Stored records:
* * *
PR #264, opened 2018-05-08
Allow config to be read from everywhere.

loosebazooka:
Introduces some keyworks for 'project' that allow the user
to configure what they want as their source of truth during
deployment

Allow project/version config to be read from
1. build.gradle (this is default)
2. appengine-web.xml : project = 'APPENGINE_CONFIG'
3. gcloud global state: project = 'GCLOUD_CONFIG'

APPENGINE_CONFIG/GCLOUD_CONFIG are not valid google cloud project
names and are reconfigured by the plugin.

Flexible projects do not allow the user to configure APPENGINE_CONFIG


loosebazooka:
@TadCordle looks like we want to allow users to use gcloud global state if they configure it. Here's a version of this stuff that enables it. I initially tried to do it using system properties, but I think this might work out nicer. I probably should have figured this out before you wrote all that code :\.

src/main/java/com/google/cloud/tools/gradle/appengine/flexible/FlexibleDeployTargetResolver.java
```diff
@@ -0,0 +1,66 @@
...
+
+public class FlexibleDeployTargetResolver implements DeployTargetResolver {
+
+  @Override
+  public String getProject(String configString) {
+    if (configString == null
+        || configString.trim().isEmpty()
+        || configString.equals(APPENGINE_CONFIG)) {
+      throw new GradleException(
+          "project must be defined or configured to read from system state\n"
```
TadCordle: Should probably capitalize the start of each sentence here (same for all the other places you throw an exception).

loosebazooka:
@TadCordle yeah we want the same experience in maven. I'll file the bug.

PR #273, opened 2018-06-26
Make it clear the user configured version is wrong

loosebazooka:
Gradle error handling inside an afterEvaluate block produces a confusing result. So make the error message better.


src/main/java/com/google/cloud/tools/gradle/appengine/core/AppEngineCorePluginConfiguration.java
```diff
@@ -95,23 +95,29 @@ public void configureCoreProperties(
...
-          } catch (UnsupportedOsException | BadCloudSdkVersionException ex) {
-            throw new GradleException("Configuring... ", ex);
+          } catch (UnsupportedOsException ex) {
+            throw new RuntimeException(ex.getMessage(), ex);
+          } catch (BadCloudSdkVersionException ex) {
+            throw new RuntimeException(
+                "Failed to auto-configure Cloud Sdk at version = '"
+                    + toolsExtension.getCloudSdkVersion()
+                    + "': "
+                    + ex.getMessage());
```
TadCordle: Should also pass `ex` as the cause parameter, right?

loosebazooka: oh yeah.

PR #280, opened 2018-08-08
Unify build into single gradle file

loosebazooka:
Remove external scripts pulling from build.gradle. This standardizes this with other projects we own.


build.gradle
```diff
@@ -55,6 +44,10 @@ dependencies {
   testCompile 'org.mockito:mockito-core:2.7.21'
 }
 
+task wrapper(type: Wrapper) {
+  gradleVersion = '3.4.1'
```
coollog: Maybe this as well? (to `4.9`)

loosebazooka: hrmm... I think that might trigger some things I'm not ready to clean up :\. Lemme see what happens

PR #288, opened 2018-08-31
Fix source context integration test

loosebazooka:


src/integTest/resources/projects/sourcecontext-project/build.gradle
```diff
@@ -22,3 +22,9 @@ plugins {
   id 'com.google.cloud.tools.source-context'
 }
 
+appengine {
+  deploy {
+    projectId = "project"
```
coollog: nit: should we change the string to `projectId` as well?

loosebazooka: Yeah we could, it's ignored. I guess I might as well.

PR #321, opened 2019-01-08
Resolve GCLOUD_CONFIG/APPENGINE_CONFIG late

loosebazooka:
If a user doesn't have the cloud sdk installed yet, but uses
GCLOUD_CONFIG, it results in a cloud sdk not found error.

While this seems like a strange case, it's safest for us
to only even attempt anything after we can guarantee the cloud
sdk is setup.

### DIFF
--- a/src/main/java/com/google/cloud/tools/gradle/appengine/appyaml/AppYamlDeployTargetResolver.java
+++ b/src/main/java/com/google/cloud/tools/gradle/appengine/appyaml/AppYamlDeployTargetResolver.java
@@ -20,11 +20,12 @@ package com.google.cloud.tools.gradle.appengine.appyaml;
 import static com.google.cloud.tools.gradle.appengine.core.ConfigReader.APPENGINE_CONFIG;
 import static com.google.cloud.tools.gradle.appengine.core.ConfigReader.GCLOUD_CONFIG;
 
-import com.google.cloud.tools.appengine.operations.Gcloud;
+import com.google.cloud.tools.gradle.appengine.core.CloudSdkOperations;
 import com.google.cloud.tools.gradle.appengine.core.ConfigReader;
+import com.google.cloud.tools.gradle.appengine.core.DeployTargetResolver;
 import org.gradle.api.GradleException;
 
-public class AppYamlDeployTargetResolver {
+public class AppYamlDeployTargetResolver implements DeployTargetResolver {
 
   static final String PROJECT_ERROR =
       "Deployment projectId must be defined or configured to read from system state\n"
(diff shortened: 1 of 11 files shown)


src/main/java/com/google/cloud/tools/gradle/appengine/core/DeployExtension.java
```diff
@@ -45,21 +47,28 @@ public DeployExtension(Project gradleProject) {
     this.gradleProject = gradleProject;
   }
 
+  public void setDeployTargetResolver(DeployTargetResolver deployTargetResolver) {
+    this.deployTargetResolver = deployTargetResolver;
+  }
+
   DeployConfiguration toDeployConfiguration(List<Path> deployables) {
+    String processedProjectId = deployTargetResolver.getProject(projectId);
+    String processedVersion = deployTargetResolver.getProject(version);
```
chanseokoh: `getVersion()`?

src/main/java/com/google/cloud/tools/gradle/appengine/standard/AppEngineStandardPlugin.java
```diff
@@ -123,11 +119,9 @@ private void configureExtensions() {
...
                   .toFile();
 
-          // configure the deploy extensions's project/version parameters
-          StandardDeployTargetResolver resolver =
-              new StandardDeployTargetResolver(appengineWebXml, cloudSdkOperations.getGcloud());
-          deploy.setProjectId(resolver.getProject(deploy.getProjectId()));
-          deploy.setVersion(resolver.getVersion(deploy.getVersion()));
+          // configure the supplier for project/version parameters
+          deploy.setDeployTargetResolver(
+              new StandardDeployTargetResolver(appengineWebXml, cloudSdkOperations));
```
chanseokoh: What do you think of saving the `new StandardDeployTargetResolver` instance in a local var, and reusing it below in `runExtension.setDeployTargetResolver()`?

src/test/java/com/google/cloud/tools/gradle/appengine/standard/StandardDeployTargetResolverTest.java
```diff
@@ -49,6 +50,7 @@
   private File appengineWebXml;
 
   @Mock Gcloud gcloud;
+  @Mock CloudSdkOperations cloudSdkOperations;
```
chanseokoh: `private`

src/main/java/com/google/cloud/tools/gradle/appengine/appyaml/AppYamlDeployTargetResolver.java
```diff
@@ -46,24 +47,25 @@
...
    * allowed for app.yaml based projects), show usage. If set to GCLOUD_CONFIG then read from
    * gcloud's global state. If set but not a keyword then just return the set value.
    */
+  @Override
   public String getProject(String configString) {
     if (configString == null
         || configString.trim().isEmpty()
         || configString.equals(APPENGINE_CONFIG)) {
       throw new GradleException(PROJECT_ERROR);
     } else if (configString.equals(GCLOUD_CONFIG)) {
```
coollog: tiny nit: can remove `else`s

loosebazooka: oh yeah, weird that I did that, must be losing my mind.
* * *
What is required:
Transcribe every record above exactly.

Solution for this exercise:
PR #264, opened 2018-05-08
Allow config to be read from everywhere.

loosebazooka:
Introduces some keyworks for 'project' that allow the user
to configure what they want as their source of truth during
deployment

Allow project/version config to be read from
1. build.gradle (this is default)
2. appengine-web.xml : project = 'APPENGINE_CONFIG'
3. gcloud global state: project = 'GCLOUD_CONFIG'

APPENGINE_CONFIG/GCLOUD_CONFIG are not valid google cloud project
names and are reconfigured by the plugin.

Flexible projects do not allow the user to configure APPENGINE_CONFIG


loosebazooka:
@TadCordle looks like we want to allow users to use gcloud global state if they configure it. Here's a version of this stuff that enables it. I initially tried to do it using system properties, but I think this might work out nicer. I probably should have figured this out before you wrote all that code :\.

src/main/java/com/google/cloud/tools/gradle/appengine/flexible/FlexibleDeployTargetResolver.java
```diff
@@ -0,0 +1,66 @@
...
+
+public class FlexibleDeployTargetResolver implements DeployTargetResolver {
+
+  @Override
+  public String getProject(String configString) {
+    if (configString == null
+        || configString.trim().isEmpty()
+        || configString.equals(APPENGINE_CONFIG)) {
+      throw new GradleException(
+          "project must be defined or configured to read from system state\n"
```
TadCordle: Should probably capitalize the start of each sentence here (same for all the other places you throw an exception).

loosebazooka:
@TadCordle yeah we want the same experience in maven. I'll file the bug.

PR #273, opened 2018-06-26
Make it clear the user configured version is wrong

loosebazooka:
Gradle error handling inside an afterEvaluate block produces a confusing result. So make the error message better.


src/main/java/com/google/cloud/tools/gradle/appengine/core/AppEngineCorePluginConfiguration.java
```diff
@@ -95,23 +95,29 @@ public void configureCoreProperties(
...
-          } catch (UnsupportedOsException | BadCloudSdkVersionException ex) {
-            throw new GradleException("Configuring... ", ex);
+          } catch (UnsupportedOsException ex) {
+            throw new RuntimeException(ex.getMessage(), ex);
+          } catch (BadCloudSdkVersionException ex) {
+            throw new RuntimeException(
+                "Failed to auto-configure Cloud Sdk at version = '"
+                    + toolsExtension.getCloudSdkVersion()
+                    + "': "
+                    + ex.getMessage());
```
TadCordle: Should also pass `ex` as the cause parameter, right?

loosebazooka: oh yeah.

PR #280, opened 2018-08-08
Unify build into single gradle file

loosebazooka:
Remove external scripts pulling from build.gradle. This standardizes this with other projects we own.


build.gradle
```diff
@@ -55,6 +44,10 @@ dependencies {
   testCompile 'org.mockito:mockito-core:2.7.21'
 }
 
+task wrapper(type: Wrapper) {
+  gradleVersion = '3.4.1'
```
coollog: Maybe this as well? (to `4.9`)

loosebazooka: hrmm... I think that might trigger some things I'm not ready to clean up :\. Lemme see what happens

PR #288, opened 2018-08-31
Fix source context integration test

loosebazooka:


src/integTest/resources/projects/sourcecontext-project/build.gradle
```diff
@@ -22,3 +22,9 @@ plugins {
   id 'com.google.cloud.tools.source-context'
 }
 
+appengine {
+  deploy {
+    projectId = "project"
```
coollog: nit: should we change the string to `projectId` as well?

loosebazooka: Yeah we could, it's ignored. I guess I might as well.

PR #321, opened 2019-01-08
Resolve GCLOUD_CONFIG/APPENGINE_CONFIG late

loosebazooka:
If a user doesn't have the cloud sdk installed yet, but uses
GCLOUD_CONFIG, it results in a cloud sdk not found error.

While this seems like a strange case, it's safest for us
to only even attempt anything after we can guarantee the cloud
sdk is setup.

### DIFF
--- a/src/main/java/com/google/cloud/tools/gradle/appengine/appyaml/AppYamlDeployTargetResolver.java
+++ b/src/main/java/com/google/cloud/tools/gradle/appengine/appyaml/AppYamlDeployTargetResolver.java
@@ -20,11 +20,12 @@ package com.google.cloud.tools.gradle.appengine.appyaml;
 import static com.google.cloud.tools.gradle.appengine.core.ConfigReader.APPENGINE_CONFIG;
 import static com.google.cloud.tools.gradle.appengine.core.ConfigReader.GCLOUD_CONFIG;
 
-import com.google.cloud.tools.appengine.operations.Gcloud;
+import com.google.cloud.tools.gradle.appengine.core.CloudSdkOperations;
 import com.google.cloud.tools.gradle.appengine.core.ConfigReader;
+import com.google.cloud.tools.gradle.appengine.core.DeployTargetResolver;
 import org.gradle.api.GradleException;
 
-public class AppYamlDeployTargetResolver {
+public class AppYamlDeployTargetResolver implements DeployTargetResolver {
 
   static final String PROJECT_ERROR =
       "Deployment projectId must be defined or configured to read from system state\n"
(diff shortened: 1 of 11 files shown)


src/main/java/com/google/cloud/tools/gradle/appengine/core/DeployExtension.java
```diff
@@ -45,21 +47,28 @@ public DeployExtension(Project gradleProject) {
     this.gradleProject = gradleProject;
   }
 
+  public void setDeployTargetResolver(DeployTargetResolver deployTargetResolver) {
+    this.deployTargetResolver = deployTargetResolver;
+  }
+
   DeployConfiguration toDeployConfiguration(List<Path> deployables) {
+    String processedProjectId = deployTargetResolver.getProject(projectId);
+    String processedVersion = deployTargetResolver.getProject(version);
```
chanseokoh: `getVersion()`?

src/main/java/com/google/cloud/tools/gradle/appengine/standard/AppEngineStandardPlugin.java
```diff
@@ -123,11 +119,9 @@ private void configureExtensions() {
...
                   .toFile();
 
-          // configure the deploy extensions's project/version parameters
-          StandardDeployTargetResolver resolver =
-              new StandardDeployTargetResolver(appengineWebXml, cloudSdkOperations.getGcloud());
-          deploy.setProjectId(resolver.getProject(deploy.getProjectId()));
-          deploy.setVersion(resolver.getVersion(deploy.getVersion()));
+          // configure the supplier for project/version parameters
+          deploy.setDeployTargetResolver(
+              new StandardDeployTargetResolver(appengineWebXml, cloudSdkOperations));
```
chanseokoh: What do you think of saving the `new StandardDeployTargetResolver` instance in a local var, and reusing it below in `runExtension.setDeployTargetResolver()`?

src/test/java/com/google/cloud/tools/gradle/appengine/standard/StandardDeployTargetResolverTest.java
```diff
@@ -49,6 +50,7 @@
   private File appengineWebXml;
 
   @Mock Gcloud gcloud;
+  @Mock CloudSdkOperations cloudSdkOperations;
```
chanseokoh: `private`

src/main/java/com/google/cloud/tools/gradle/appengine/appyaml/AppYamlDeployTargetResolver.java
```diff
@@ -46,24 +47,25 @@
...
    * allowed for app.yaml based projects), show usage. If set to GCLOUD_CONFIG then read from
    * gcloud's global state. If set but not a keyword then just return the set value.
    */
+  @Override
   public String getProject(String configString) {
     if (configString == null
         || configString.trim().isEmpty()
         || configString.equals(APPENGINE_CONFIG)) {
       throw new GradleException(PROJECT_ERROR);
     } else if (configString.equals(GCLOUD_CONFIG)) {
```
coollog: tiny nit: can remove `else`s

loosebazooka: oh yeah, weird that I did that, must be losing my mind.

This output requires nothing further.